熊太郎

夫婦善哉の熊太郎のレビュー・感想・評価

夫婦善哉(1955年製作の映画)
4.2
森繁久彌にすっかりハマってしまった。

若かりし久彌、なぞの色気がある。
すれっからく世間慣れしているようで計画を立ててはいちいち失敗する。はぐれ者の根っこにあるいじけた純情。ズルサをおぼえた赤ん坊のようなオダサク的ダメ男がはまってる。

道楽息子の柳吉(森繁久彌)とヤトナ芸者の蝶子(淡島千景)の色っぽさとチャームで見ごたえ充分だった。寝間の誘い?シーンもそうだけど映画の見えていないところから関係の艶気が溢れ出ているような。
「ええやないの、二人で濡れて行こうやないの」

バディ映画としても破茶滅茶にかわいい二人。
ずっと見ていたくなる。
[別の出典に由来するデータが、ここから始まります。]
Issue #662, opened 2023-10-16
Binary support for Ion 1.1 scalars


zslayton:
Support parsing the new encodings for:
* [ ] Nulls
* [ ] Bools
* [ ] Ints
* [ ] Floats
* [ ] Decimals
* [ ] Timestamps
* [ ] Strings
* [ ] Symbols
* [ ] Blobs
* [ ] Clobs

nirosys:
Base reader PR: #737

PR #753, opened 2024-04-24
Add 1.1 binary reader support for bools

nirosys:
*Issue #, if available:* #662

*Description of changes:*
This PR is the first in the chain of scalar value implementations, implementing the parsing of boolean values.

I've tried to keep each value type separated into its own PR, in order to keep the changes trivial and quick to review.. this is proving to be irritating, so I might merge a few.

---

### DIFF
--- a/src/lazy/binary/raw/v1_1/value.rs
+++ b/src/lazy/binary/raw/v1_1/value.rs
@@ -9,7 +9,7 @@ use crate::{
             raw::{
                 v1_1::{
                     annotations_iterator::RawBinaryAnnotationsIterator_1_1,
-                    immutable_buffer::ImmutableBuffer, Header,
+                    immutable_buffer::ImmutableBuffer, Header, OpcodeType,
                 },
                 value::ValueParseResult,
             },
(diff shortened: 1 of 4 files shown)


src/lazy/binary/raw/v1_1/value.rs
```diff
@@ -186,7 +186,20 @@ impl<'top> LazyRawBinaryValue_1_1<'top> {
...
+        let header = &self.encoded_value.header();
+        let representation = header.type_code();
+        let value = match (representation, header.length_code) {
+            (OpcodeType::Boolean, 0xE) => true,
+            (OpcodeType::Boolean, 0xF) => false,
+            invalid => {
+                return IonResult::decoding_error(format!(
+                    "found a boolean value with an illegal type code representation: {:?}",
+                    invalid
+                ))
```
zslayton, line 199: I assume that this branch can't be reached unless there's a bug, in which case I think it's ok for this to be an `unreachable!("...")` panic.

zslayton (approved):

PR #756, opened 2024-05-01
Add 1.1 binary reader support for floats

nirosys:
*Issue #, if available:* #662

*Description of changes:*
Add support for floats to the 1.1 binary raw reader.

---

### DIFF
--- a/src/lazy/binary/raw/v1_1/reader.rs
+++ b/src/lazy/binary/raw/v1_1/reader.rs
@@ -377,18 +377,6 @@ mod tests {
         Ok(())
     }
 
-    macro_rules! assert_closely_eq {
-        ($x:expr, $y:expr, $d:expr) => {
-            let (a, b) = ($x, $y);
-            if ((a - b).abs() >= $d) {
-                panic!(
-                    "float not close enough to expected value: left: {}, right: {}",
-                    a, b
-                );
-            }
-        };
-    }
-
     #[test]
     #[allow(clippy::approx_constant)]
     fn floats() -> IonResult<()> {
@@ -417,16 +405,14 @@ mod tests {
         // TODO: Implement Half-precision.
         // assert_eq!(reader.next()?.expect_value()?.read()?.expect_float()?, 3.14);
 
-        assert_closely_eq!(
+        assert_eq!(
             reader.next()?.expect_value()?.read()?.expect_float()? as f32,
             3.1415927f32,
-            f32::EPSILON
         );
 
-        assert_closely_eq!(
+        assert_eq!(
             reader.next()?.expect_value()?.read()?.expect_float()?,
             std::f64::consts::PI,
-            f64::EPSILON
         );
 
         Ok(())
--- a/src/lazy/binary/raw/v1_1/reader.rs
+++ b/src/lazy/binary/raw/v1_1/reader.rs
@@ -377,6 +377,61 @@ mod tests {
         Ok(())
     }
 
+    macro_rules! assert_closely_eq {
+        ($x:expr, $y:expr, $d:expr) => {
+            let (a, b) = ($x, $y);
+            if ((a - b).abs() >= $d) {
+                panic!(
+                    "float not close enough to expected value: left: {}, right: {}",
+                    a, b
+                );
+            }
+        };
+    }
+
+    #[test]
+    #[allow(clippy::approx_constant)]
+    fn floats() -> IonResult<()> {
+        #[rustfmt::skip]
+        let data: Vec<u8> = vec![
+            // IVM
+            0xe0, 0x01, 0x01, 0xea,
+            // 0e0
+            0x5A,
+
+            // 3.14 (half-precision)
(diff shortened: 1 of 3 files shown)


src/lazy/binary/raw/v1_1/value.rs
```diff
@@ -222,7 +222,33 @@ impl<'top> LazyRawBinaryValue_1_1<'top> {
...
+                let mut buffer = [0; 4];
+                let val_bytes = self.input.slice(1, 4);
+                buffer[..4].copy_from_slice(val_bytes.bytes());
+
+                f32::from_le_bytes(buffer).into()
+            }
+            2 => todo!("implement half-precision floats"),
+            0 => 0.0f64,
+            n => {
+                return IonResult::decoding_error(format!(
```
nirosys, line 245: Just realized I left this in here, could probably turn this into an `unreachable!`.

src/lazy/binary/raw/v1_1/value.rs
```diff
@@ -222,7 +222,33 @@ impl<'top> LazyRawBinaryValue_1_1<'top> {
...
+                f64::from_le_bytes(buffer)
+            }
+            4 => {
+                let mut buffer = [0; 4];
+                let val_bytes = self.input.slice(1, 4);
+                buffer[..4].copy_from_slice(val_bytes.bytes());
+
+                f32::from_le_bytes(buffer).into()
+            }
+            2 => todo!("implement half-precision floats"),
```
popematt, line 242: Can we create an issue to track this? It would be great for users (and our own benchmarks) if we could use 2-byte floats for "common" numbers like `1.0`.

src/lazy/binary/raw/v1_1/reader.rs
```diff
@@ -300,4 +300,59 @@ mod tests {
...
+        ($x:expr, $y:expr, $d:expr) => {
+            let (a, b) = ($x, $y);
+            if ((a - b).abs() >= $d) {
+                panic!(
+                    "float not close enough to expected value: left: {}, right: {}",
+                    a, b
+                );
+            }
+        };
+    }
```
popematt, line 314: For serialization/deserialization, I don't think we should be considering any epsilon value. A round trip of a float value should result in a value that is equivalent to the original value, and (for non-NaN values) I that means we should expect actual equality of the actual and expected values.

zslayton: +1. If roundtripping from `f64 -> f32 -> f64` results in a different value, then `f32` isn't a valid encoding of that value. You can use `IonEq::ion_eq` to compare floats with the expected `NaN` handling.

nirosys: Ah yea, thank you for calling this out. I had originally intended to round-trip "friendly" float literals and use this so I wasn't using the true float value for comparison. I didn't go that route, and forgot to remove this.

src/lazy/binary/raw/v1_1/value.rs
nirosys: Created: #764

src/lazy/binary/raw/v1_1/type_descriptor.rs
```diff
@@ -109,6 +110,8 @@ impl Header {
         use LengthType::*;
         match (self.ion_type_code, self.length_code) {
             (OpcodeType::Boolean, 0xE..=0xF) => InOpcode(0),
+            (OpcodeType::Float, 0xA) => InOpcode(0),
+            (OpcodeType::Float, 0xB..=0xD) => InOpcode(1 << (self.length_code - 0xA)),
```
zslayton, line 114: > 1 << (self.length_code - 0xA)

Nice!

src/lazy/binary/raw/v1_1/value.rs
```diff
@@ -237,7 +237,28 @@ impl<'top> LazyRawBinaryValue_1_1<'top> {
...
     /// Helper method called by [`Self::read`]. Reads the current value as a float.
     fn read_float(&self) -> ValueParseResult<'top, BinaryEncoding_1_1> {
-        todo!();
+        debug_assert!(self.encoded_value.ion_type() == IonType::Float);
+
+        let value = match self.encoded_value.value_body_length {
+            8 => {
+                let mut buffer = [0; 8];
+                let val_bytes = self.input.slice(1, 8);
+                buffer[..8].copy_from_slice(val_bytes.bytes());
```
zslayton, line 246: Here and below, `ImmutableBuffer` has a method called `bytes_range` (that I really should have named `slice_bytes`) that skips making an intermediate `ImmutableBuffer`.
```suggestion
                let val_bytes = self.input.bytes_range(1, 8);
                buffer[..8].copy_from_slice(val_bytes);
```

zslayton (approved):

src/lazy/binary/raw/v1_1/value.rs
nirosys: Oh awesome, I will add this change in, ty!

PR #1019, opened 2026-05-05
Add support for arbitrary precision integers, decimals, and timestamps

popematt:
### Issue #, if available:

#7 

### Description of changes:

This PR removes the `i128`/`u128` size limit on Ion integer values by introducing a tagged-union representation that stores small values inline and heap-allocates only when needed.

My design goals were:
* Optimize for the common case. Smaller numbers are prioritized at the expense of very large numbers. I have some inefficiencies for the large numbers (a lot of intermediate allocation is the main thing), and I've chosen not to bother optimizing them. If it's a problem, we can revisit that later.
* Don't re-implement big integer arithmetic. I could have used `Box<[u8]>`, but it was simpler to just use `BigInt` and `BigUInt`.
* Avoid/minimize changes to the public API.
  * Aside from the inevitable loss of `Copy`, I tried to make purely additive changes to the public API.
  * I intentionally do not expose any APIs with BigInt and BigUInt. We've been through the hassle of re-exports before, and I don't want to reintroduce that again. The public APIs for getting large values of out Int and UInt are intentionally sparse (`to_le_bytes()`, `to_le_signed_bytes()`) so that there are no API dependencies.

Note that this PR does not necessarily add support for arbitrarily large values in Ion 1.1. (It did get added in some cases as a consequence of ensuring that the code will still compile, but it is not assured to be universally supported.)

I've grouped the changes into logical commits to make it easier to review.

   **Commit 1: Remove `Copy` from `Int`, `UInt`, `Timestamp`, and `Decimal`**

   These types can no longer be `Copy` because the new representation may heap-allocate. This commit makes the mechanical change across the codebase — replacing implicit copies with explicit `.clone()` calls and adjusting move semantics.

   **Commit 2: Add `IntData` and `UIntData`**

   Introduces `src/types/int_data.rs`, a pair of 16-byte tagged unions that serve as the backing storage for `Int` and `UInt`:

   - Values that fit in 127 bits (unsigned) or 126 bits (signed) are stored inline with no allocation.
   - Larger values are stored as heap-allocated `BigUint`/`BigInt`.
   - A tag bit in byte[0] distinguishes the two representations.
   - Includes arithmetic operations (`Add`, `Sub`, `Mul`, `Div`, `Rem` and their assign variants), comparison, hashing, display, and serialization to/from LE and BE byte representations.
   - The `from_le_bytes` / `from_le_signed_bytes` fast paths avoid `BigInt` allocation entirely when the input is ≤16 bytes.

   **Commit 3: Wire up arbitrary-precision support across the codebase**

   - `Int` and `UInt` now wrap `IntData`/`UIntData` instead of raw `i128`/`u128`.
   - Binary encoding (`DecodedInt::write`, `read_int`) handles integers of any size using sign-and-magnitude BE byte representation.
   - Text parsing (`MatchedInt`, `MatchedDecimal`, `MatchedTimestamp`) falls back to `BigUint::parse_bytes` for values exceeding `i128`.
   - `Decimal` comparison uses `BigUint` for the slow path when coefficients exceed `u128`.
   - `Timestamp` nanosecond conversion uses `UIntData` division for coefficients exceeding `u128`.
   - Ion hash representation handles big integer magnitudes via BE byte encoding.
   - `FixedUInt::write` and `FixedInt::encoded_size` delegate to `UIntData`/`IntData` methods directly.
   - Adds `from_le_bytes`, `to_le_bytes`, `from_le_signed_bytes`, and `to_le_signed_bytes` as public methods on `UInt`/`Int`.


src/types/int_data.rs
almann, line 1: This encoding seems really clever and a half, are we sure it is justified?  Why not something more simple unless we have the data to do this with unsafe `union`?

```rust
pub(crate) enum UIntData {
    Inline(u128),
    Heap(Box<BigUint>),
}
```

Now the above is roughly 24-bytes from the 16-bytes we had before, but what are we trying to optimize for here?

The other issue I see with this design is that we have two indirections to get to the heap allocated value, so I am wondering if `Heap(BigUint)` is good enough too.  Granted the latter gets you to 32-bytes, so again, I think the extra indirection _could_ be warranted, but I would like to understand the rationale for this code better.

almann: As per offline discussion, you are planning to make this `enum`, so I will hold off on the other comments.

almann (changes requested):

src/types/decimal/mod.rs
```diff
@@ -241,21 +243,31 @@ impl Decimal {
...
-        let mut scaled_coefficient: u128 = d1.coefficient().magnitude().data;
-        scaled_coefficient *= 10u128.pow(exponent_delta as u32);
-        UInt::from(scaled_coefficient).cmp(&d2.coefficient().magnitude())
+        let d1_mag = d1.coefficient().magnitude();
+        let d2_mag = d2.coefficient().magnitude();
+        // Fast path: both fit in u128
+        if let (Some(m1), Some(m2)) = (d1_mag.as_u128(), d2_mag.as_u128()) {
+            if let Some(scaled) = m1.checked_mul(10u128.pow(exponent_delta as u32)) {
+                return scaled.cmp(&m2);
+            }
```
almann, line 254: I believe pow can panic here, this probably should be checked_pow; it might be good to make sure we have tests with large exponents and whatnot to test/prove this (>39) in case this is not really an issue.

almann: Some example tests that I believe should prove the panic (Claude also found/demonstrated some other panic cases that are similar when I asked it to verify this with unit tests):

```rust
    #[test]
    fn convert_large_coefficient_decimal_to_bigdecimal() {
        use crate::decimal::coefficient::Coefficient;
        use crate::Int;
        // 2^128 + 1 is a valid Ion decimal coefficient that exceeds u128::MAX.
        let mut bytes = vec![1u8];
        bytes.extend(vec![0u8; 16]);
        bytes[16] = 1;
        let big_int = Int::from_le_signed_bytes(&bytes);
        let d = Decimal::new(Coefficient::new(big_int), 0i64);
        let result: Result<BigDecimal, _> = d.try_into();
        assert!(result.is_ok());
    }

    #[test]
    fn compare_decimals_with_large_exponent_difference() {
        // 1e40 and 1e0 are both valid Ion decimals. Comparing them requires scaling
        // one coefficient by 10^40, which exceeds i128::MAX.
        let d1 = Decimal::new(1i64, 40i64);
        let d2 = Decimal::new(1i64, 0i64);
        assert_eq!(d1.cmp(&d2), Ordering::Greater);
    }

    #[test]
    fn trunc_decimal_with_large_negative_exponent() {
        // 1e-40 is a valid Ion decimal. trunc() should return 0.
        let d = Decimal::new(1i64, -40i64);
        assert_eq!(d.trunc(), Decimal::new(0i64, 0i64));
    }

    #[test]
    fn fract_decimal_with_large_negative_exponent() {
        // 1e-39 is a valid Ion decimal. fract() should return the value itself
        // since the integer part is zero.
        let d = Decimal::new(1i64, -39i64);
        assert_eq!(d.fract(), Decimal::new(1i64, -39i64));
    }

    #[test]
    fn subtract_decimals_with_large_exponent_difference() {
        // 1e40 - 1e0 is valid Ion decimal arithmetic.
        let lhs = Decimal::new(1i64, 40i64);
        let rhs = Decimal::new(1i64, 0i64);
        let result = lhs - rhs;
        assert!(result > Decimal::new(0i64, 0i64));
    }
```

src/lazy/streaming_raw_reader.rs
```diff
@@ -262,7 +262,7 @@ impl<Encoding: Decoder, Input: IonInput> StreamingRawReader<Encoding, Input> {
 }
 
 // This is a separate trait so it can be `dyn`-compatible.
-pub trait IoBufferHandle {
+pub(crate) trait IoBufferHandle {
```
almann, line 265: Do we have to worry about public API concerns on narrowing this?

src/result/mod.rs
```diff
@@ -66,6 +66,12 @@ pub enum IonError {
     Conversion(#[from] ConversionError),
 }
 
+impl From<Infallible> for IonError {
+    fn from(_: Infallible) -> Self {
+        unreachable!()
+    }
+}
+
```
almann: Why is this needed?  Probably warrants a comment.

src/types/integer/int_data.rs
```diff
@@ -0,0 +1,712 @@
...
+/// Generates `TryFrom<Data> for primitive` impls that extract the inline value and narrow it.
+macro_rules! impl_try_from_data_to_primitive {
+    ($data:ty => $($t:ty),*) => ($(
+        impl std::convert::TryFrom<$data> for $t {
+            type Error = IonError;
+            fn try_from(value: $data) -> Result<Self, IonError> {
+                value.as_small_value()
+                    .and_then(|v| <$t>::try_from(v).ok())
+                    .ok_or_else(|| IonError::decoding_error(
+                        concat!("{} value exceeds range of ", stringify!($data), stringify!($t))
```
almann: I think this is not right, or rather it looks like it should be `format!`.

src/types/integer/int_data.rs
```diff
@@ -0,0 +1,712 @@
...
+
+    pub(crate) fn is_negative(&self) -> bool {
+        match &self.0 {
+            SmallValue(value) => *value < 0,
+            BigValue(big) => cold_path! { big.is_negative() },
+        }
+    }
+
+    pub(crate) fn byte_len(&self) -> usize {
+        self.to_le_bytes().len()
```
almann: This forces allocation, while this is probably fine for now, I think we should document this fact.

src/types/timestamp.rs
```diff
@@ -220,22 +218,19 @@ impl Timestamp {
...
+                } else {
+                    let divisor = 10u128.saturating_pow(nano_exp.unsigned_abs() as u32);
+                    let divided = mag.data / divisor;
+                    // Default value can only be reached if the fractional seconds are greater than 1.
+                    u128::try_from(divided).unwrap_or(0)
                 };
-                // Adjust for the exponent
-                let nanoseconds = (magnitude as f64 * 10f64.powi(exponent_delta as i32)) as u32;
-                Some(nanoseconds)
+                Some(nanos as u32)
```
almann, line 236: This will truncate precision--is that intended? I don't quite think this is correct.

almann (changes requested):

src/types/integer/int_data.rs
popematt: 🤦‍♂️

src/lazy/streaming_raw_reader.rs
popematt: No. This is already effectively private. The change is to fix a Clippy complaint.

src/types/timestamp.rs
popematt: I think it's okay.
* It was already truncating to u32 before.
* This method returns only the nanoseconds part, not an absolute number of nanos, so the max possible number of nanoseconds is 999,999,999 compared to `u32::MAX` is 4,294,967,296. If this ended up actually truncating anything, then we're not properly validating/normalizing the data when the Timestamp is constructed.

I can add a comment to that effect.

src/result/mod.rs
popematt: It was needed for a prior revision, but it's not needed anymore. I'll remove it.

src/types/integer/int_data.rs
popematt: I'll just fix it to not use allocation. It's easy enough to calculate the minimal number of bytes to represent a number.

popematt: I spoke too soon. It's not so simple for the BigInt negative number case.

src/types/integer/int_data.rs
```diff
@@ -288,14 +311,14 @@ impl From<UIntData> for IntData {
...
+        impl std::convert::TryFrom<$from_type> for $to_type {
             type Error = IonError;
-            fn try_from(value: $data) -> Result<Self, IonError> {
+            fn try_from(value: $from_type) -> Result<Self, IonError> {
                 value.as_small_value()
-                    .and_then(|v| <$t>::try_from(v).ok())
+                    .and_then(|v| <$to_type>::try_from(v).ok())
                     .ok_or_else(|| IonError::decoding_error(
-                        concat!("{} value exceeds range of ", stringify!($data), stringify!($t))
+                        concat!(stringify!($from_type), " value exceeds range of ", stringify!($to_type))
```
popematt, line 321: This line is the fix. The rest of the changes in this macro are just renaming the macro arguments to be more clear.

almann (approved):
LGTM--I do notice some warning nags about unused imports, worth considering a fixup if not spurious.

Issue #970, opened 2025-06-03
Mathematical and convenience operations on the numeric types (Int, Decimal, Float)


jobarr-amzn:
We need more mathematical and convenience operations on the numeric types, e.g. `+`, `-`, `*`, `/`, `%` and various type conversions like `to_f64` even if lossy. 

For e.g. `Int` these are quite easy to implement, for `Decimal` it's more complicated. These conveniences make the Ion values much easier to work with.

Issue #838, opened 2024-09-30
Consider switching chrono to jiff


zbraniecki:
[Jiff](https://docs.rs/jiff/latest/jiff/) is a new Rust crate for time management, aligned with [Temporal proposal](https://tc39.es/proposal-temporal/), and [better alignment](https://docs.rs/jiff/latest/jiff/_documentation/comparison/index.html) with the direction of the industry.

zslayton:
Thanks for opening an issue! At least for the time being, `chrono` is an implementation detail in `ion-rust`, so replacing it isn't a priority. Would `jiff` enable any new functionality, or are you just considering the library's general maintenance?

zbraniecki:
I'm working on a config/storage system which exposes different file stores (JSON, Postcard, TOML, Yaml etc.).
I'm looking to support Timestamp type and based on my research settled on Jiff.
I started looking into Ion today and would like to consider supporting it, but bringing jiff and chrono into my deps is suboptimal, esp that jiff seems like a better choice for Ion.

Totally understand this is not a prio

Issue #810, opened 2024-08-12
Difficulty accessing `Span` from `Lazy*` types.


jpschorr:
Using
```
ion-rs = { version = "1.0.0-rc.6", features = ["experimental"] }
```

It's somewhat difficult (and sometimes not possible unless I'm missing something) to access the `Span` for a given `Lazy*`

Here's what I'm trying:
```
pub(crate) trait IonSpan<'a> {
    fn get_span(&self) -> Option<Span<'a>>;
}

impl<'a> IonSpan<'a> for LazyValue<'a, AnyEncoding> {
    fn get_span(&self) -> Option<Span<'a>> {
        Some(self.raw()?.span())
    }
}

impl<'a> IonSpan<'a> for LazyStruct<'a, AnyEncoding> {
    fn get_span(&self) -> Option<Span<'a>> {
        self.as_value().get_span()
    }
}

impl<'a> IonSpan<'a> for LazyList<'a, AnyEncoding> {
    fn get_span(&self) -> Option<Span<'a>> {
        todo!("ion-rs doesn't seem to support span or as_value for LazyList")
    }
}

impl<'a> IonSpan<'a> for LazyField<'a, AnyEncoding> {
    fn get_span(&self) -> Option<Span<'a>> {
        todo!("ion-rs doesn't seem to support span or as_value for LazyList")
    }
}

impl<'a> IonSpan<'a> for ValueRef<'a, AnyEncoding> {
    fn get_span(&self) -> Option<Span<'a>> {
        todo!("ion-rs doesn't seem to support span or as_value for LazyList")
    }
} 
```

I'm not sure if the implemented methods are ideal, and for several (see the `todo`s), I could find no way to get to the span.

Issue #809, opened 2024-08-12
It seems `Position` is not publicly nameable


jpschorr:
It seems `Position` is not publicly accessible: https://github.com/amazon-ion/ion-rust/blob/main/src/lib.rs#L181

Using
```
ion-rs = { version = "1.0.0-rc.6", features = ["experimental"] }
```

Given an `IonError`, `err`:

This works:
```
        let position: Option<_> = match err {
            IonError::Incomplete(e) => Some(e.position()),
            IonError::Decoding(e) => e.position(),
            _ => None,
        };
```

But there is no way to explicitly name the type for the position variable, because I can’t actually import the `Position` type
```
        let position: Option<&Position> = ...
```

```
286 |         let position: Option<&Position> = match &self.0 {
    |                               ^^^^^^^^ not found in this scope
```

PR #1024, opened 2026-06-05
Clean up public API for v1.0.0 release

popematt:
Reduces the public API surface in preparation for v1.0.0. The goal is a minimal stable surface that we can grow from.
Items can always be added in minor releases but cannot be removed after 1.0.

This PR contains three commits:

1. `79484b5` — Gate, remove, or reorganize public API items
2. `f9858cb` — Remove arithmetic trait impls from numeric types
3. `8bf799c` — Gate chrono conversions behind `experimental-chrono`

If you're interested, the full output of `cargo public-api` is [available here](https://gist.github.com/popematt/022a994afe65de6cba2f2f92d6dfa804), but what follows is a summary of the changes and the reasoning for each.

----

#### Gate reader/writer-only types behind `experimental-reader-writer` (79484b5)

Several types were unconditionally public despite being useless without the streaming Reader/Writer. Consistent with the approach established in #576:

- `AnyEncoding` — only meaningful when constructing a `Reader`
- `ElementReader`, `ElementWriter` — only have implementations when
  the Reader/Writer is available
- `SymbolId` — no stable API method accepts or returns it
- `Catalog`, `EmptyCatalog`, `MapCatalog` — only consumed by `Reader`
- `SharedSymbolTable` — only useful with catalogs

#### Gate tooling types behind `experimental-tooling-apis` (79484b5)

`HasRange`, `HasSpan`, and `Span` expose encoding-level byte details.
Every implementor is already behind this feature flag, and users who need position info have `SourceLocation` in the stable API (#810).

#### Remove vestigial items (79484b5)

- `Format` enum — discussed in #246 but never wired up; zero usages
- `IonResultIterExt` — no known internal or external users

#### Restrict visibility of implementation details (79484b5)

- `OwnedSequenceIterator` — users receive it via `IntoIterator`, never need to name it
- `WriteConfig<*Encoding_1_1>::new()` — Ion 1.1 types not accessible without their feature flag

#### Fix un-nameable types in public signatures (79484b5)

- `SourceLocation` — re-exported at `ion_rs::SourceLocation` (#809)
- `IonInput` — re-exported at `ion_rs::IonInput`; enables generic functions over Ion input sources. Documented as sealed for now. (Long term intention is #783, so making it public but sealed is fine for now. )

#### Clean up decimal module exports (79484b5)

- `Coefficient` and `Sign` moved to `ion_rs::decimal::Coefficient`
  and `ion_rs::decimal::Sign`
- `coefficient` submodule now `pub(crate)`

#### Remove leaked trait bounds from `ConversionOperationError` (79484b5)

Internal traits (`ValueTypeExpectation`, `TypeExpectation`) removed
from the struct definition; moved to impl blocks only.

#### Prevent implicit feature flags (79484b5)

`digest` and `sha2` changed to `dep:digest`, `dep:sha2` so they can
only be enabled via `experimental-ion-hash`.

#### Remove arithmetic traits from `Int`, `UInt`, `Decimal` (f9858cb)

`Add`, `Sub`, `Neg`, and `num_traits::Zero` were unused outside of
tests and exposed `num_traits` as a public dependency. Issues #970
and #286 ask for arithmetic but have no design resolution —
committing now would lock in a premature decision. Inherent
`is_zero()` methods replace `Zero::is_zero()`.

#### Gate chrono behind `experimental-chrono` (8bf799c)

Chrono is an implementation detail (#838) that coupled ion-rs's
SemVer to chrono's. All `From`/`TryInto` impls between `Timestamp`
and chrono types now require the feature flag. Internal code uses
`pub(crate)` helper methods.

**Potential correctness concern:** The `From<NaiveDateTime>` conversion
is semantically suspect — Ion timestamps with unknown offset still
represent UTC instants, but `NaiveDateTime` carries no UTC guarantee.
This should be investigated before promoting the feature out of
experimental.

----

### DIFF
--- a/src/lazy/expanded/lazy_element.rs
+++ b/src/lazy/expanded/lazy_element.rs
@@ -169,8 +169,7 @@ impl<Encoding: Decoder> TryFrom<&LazyElement<Encoding>> for Element {
 #[cfg(test)]
 mod tests {
     use crate::lazy::expanded::lazy_element::LazyElement;
-    use crate::lazy::reader::IonResultIterExt;
-    use crate::{AnyEncoding, Element, IonResult, IonType, Reader, Sequence};
+    use crate::{AnyEncoding, Element, IonResult, Reader, Sequence};
 
     #[cfg(feature = "experimental-ion-1-1")]
     fn test_data() -> String {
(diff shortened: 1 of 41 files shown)


src/lazy/expanded/lazy_element.rs
```diff
@@ -268,58 +267,4 @@ mod tests {
...
-        let mut reader = Reader::new(AnyEncoding, r#"1 2 3 4 5 6 7 8 9 10"#)?;
-        let evens: IonResult<Vec<i64>> = reader
-            .try_filter(|element| Ok(element.ion_type() == IonType::Int))
-            .try_map(|element| element.read()?.clone().expect_i64())
-            .try_filter(|i| Ok(i % 2 == 0))
-            .collect();
-        drop(reader);
-        assert_eq!(vec![2, 4, 6, 8, 10], evens?);
-        Ok(())
-    }
```
almann, line 283: Are these tests redundant and that is why they are removed?

src/lazy/reader.rs
```diff
@@ -181,79 +181,6 @@ impl<Encoding: Decoder, Input: IonInput> Iterator for LazyElementIterator<'_, En
     }
 }
 
-/// Extension methods for iterators that return an `IonResult`.
-///
-/// These methods are analogous to methods that already exist on `Iterator`,
-/// but automatically handle situations where the input `IonResult` is an `Err`
-/// sparing the user from writing more boilerplate.
-// This code is not used within the library but is intentionally available to tests and applications.
-pub trait IonResultIterExt<Item>: Iterator<Item = IonResult<Item>> {
```
almann, line 190: Are we at all concerned about breaking any downstream with this?

src/types/timestamp.rs
almann: Import seems unused (according to CI)

src/types/timestamp.rs
```diff
@@ -1211,61 +1257,35 @@ fn downconvert_to_naive_datetime_with_nanoseconds(timestamp: &Timestamp) -> Naiv
     }
 }
 
-// Allows a Timestamp with an unknown offset to be converted to a NaiveDateTime.
+#[cfg(feature = "experimental-chrono")]
 impl TryInto<NaiveDateTime> for Timestamp {
```
almann, line 1260: I see the import is conditional--we probably need to annotate that import if we want to make it not whine.

src/types/timestamp.rs
almann: Do these imports need conditional compilation?

almann: Same for the above.

almann (approved):
Overall looks good--though I see some unused imports that might need conditional compilation to make them not complain.

src/lazy/expanded/lazy_element.rs
popematt: They were demonstrating the `IonResultIterExt` trait, which is being removed.

src/lazy/reader.rs
popematt: The trait has a pretty distinctive name, so I checked GitHub and Amazon internal code, and no one names or `use`s this trait.

If someone is using it in private code, they can either let us know (and we can re-add it) or recreate it themselves. If there is any breakage, it will be at compile time and easy enough to fix (unlike other languages where this sort of change might cause a runtime failure).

チョイ役の浪花千栄子や山茶花究の存在感もパンチが効いている。

騙される莫迦、蝶子の「うちはホントだって信じたいもの」「うちはアホや」という台詞にああ賢明な人やなあと思う。知性があればこそ、莫迦になり、結果、自己犠牲を厭わない。



川島雄三『暖簾』でも女が男の椀にうどんの具を放り込んでいたけど、ここでもぽやーとしている男の皿に女が具を放り込んでいた。生活の細部に宿った大阪の女の可愛らしさよ。